Nettesheim, who was interviewed by the board in closed session Monday, said afterward that she brings strong leadership qualities to the district’s top job.
“I really think that one of my strengths is being able to bring teams together and lead,” she said. “I think those who I’ve worked with have found that I listen to people rather than just shut them down and that I have a capacity to develop relationships, not only with our staff but with our community partners as well.”
Although her personal education priority is earning her superintendent’s license, Nettesheim said, she intends to also pursue a teaching license.
“It would be fun to teach a few courses,” she said.
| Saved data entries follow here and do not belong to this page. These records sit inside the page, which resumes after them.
PR #92, opened 2026-05-20
devops: update versions of services and requirements

mobaetzel:
Update the versions of some dependent services and of the min requirements for a deployment.

### DIFF
--- a/docker-compose.yml
+++ b/docker-compose.yml
@@ -50,7 +50,7 @@ services:
 
 
   redis:
-    image: redis:7.4.14
+    image: redis:7.4.9
     restart: always
     networks:
       - gover
--- a/docker-compose.yml
+++ b/docker-compose.yml
@@ -15,7 +15,7 @@ services:
 
 
   gover_database:
-    image: postgres:15.15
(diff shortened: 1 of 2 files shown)


docker-compose.yml
```diff
@@ -43,14 +43,14 @@ services:
...
-    image: clamav/clamav-debian:1.5.1
+    image: clamav/clamav-debian:1.5.2
     restart: always
     networks:
       - gover
 
 
   redis:
-    image: redis:7.4.7
+    image: redis:7.4.14
```
danielkratz: The latest Redis image on Docker Hub is 7.4.9, which appears to also be the latest release from two weeks ago. 7.4.14 does not seem to be a real version (at least for the open source branch). Please check and possibly fix this. Thanks!

danielkratz (changes requested):

docker-compose.yml
mobaetzel: Yo are right, i've looked for Redis 7.2.X. Thanks for catching this!

danielkratz (approved):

In addition to an MBA from the University of Wisconsin-Milwaukee, Nettesheim has a bachelor’s degree in agriculture industries and marketing from the University of Minnesota-Twin Cities.
Before working in the Waukesha School District, Nettesheim was the plant manager of facilities at Carroll University in Waukesha.
She lives in Allenton with her spouse and children.
With the hiring of Nettesheim as interim superintendent, the board will turn its attention to the pending director of business services vacancy, although it has not been decided whether the district will hire someone to fill that position, Fritsch and Nettesheim said.
The district has the option of reassigning some of Nettesheim’s duties to other employees, creating a new hybrid position or outsourcing some business administration duties, they said.
“We don’t necessarily have to follow a traditional model as we move forward,” Nettesheim said. “We just have to make sure the needs of the district are being met.”